Top of Material provided

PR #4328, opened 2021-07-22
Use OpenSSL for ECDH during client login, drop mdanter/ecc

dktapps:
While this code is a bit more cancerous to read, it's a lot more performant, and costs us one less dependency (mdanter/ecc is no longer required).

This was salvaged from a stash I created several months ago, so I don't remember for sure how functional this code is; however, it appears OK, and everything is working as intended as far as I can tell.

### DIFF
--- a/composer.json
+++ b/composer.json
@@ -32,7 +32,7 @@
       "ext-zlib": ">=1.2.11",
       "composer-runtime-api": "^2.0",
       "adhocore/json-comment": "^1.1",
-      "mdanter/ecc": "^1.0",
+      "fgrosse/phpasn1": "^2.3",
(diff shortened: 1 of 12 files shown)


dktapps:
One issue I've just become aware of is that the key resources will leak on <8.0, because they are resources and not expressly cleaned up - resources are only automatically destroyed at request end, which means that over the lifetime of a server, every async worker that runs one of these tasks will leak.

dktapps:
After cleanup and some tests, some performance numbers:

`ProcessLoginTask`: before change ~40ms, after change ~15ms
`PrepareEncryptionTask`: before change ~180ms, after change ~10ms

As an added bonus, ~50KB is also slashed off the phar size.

Bottom of Material provided

> _Exercise_:
In these records, tally the lines that contain the string "mdanter", and give only the result.

> _Written response_:
3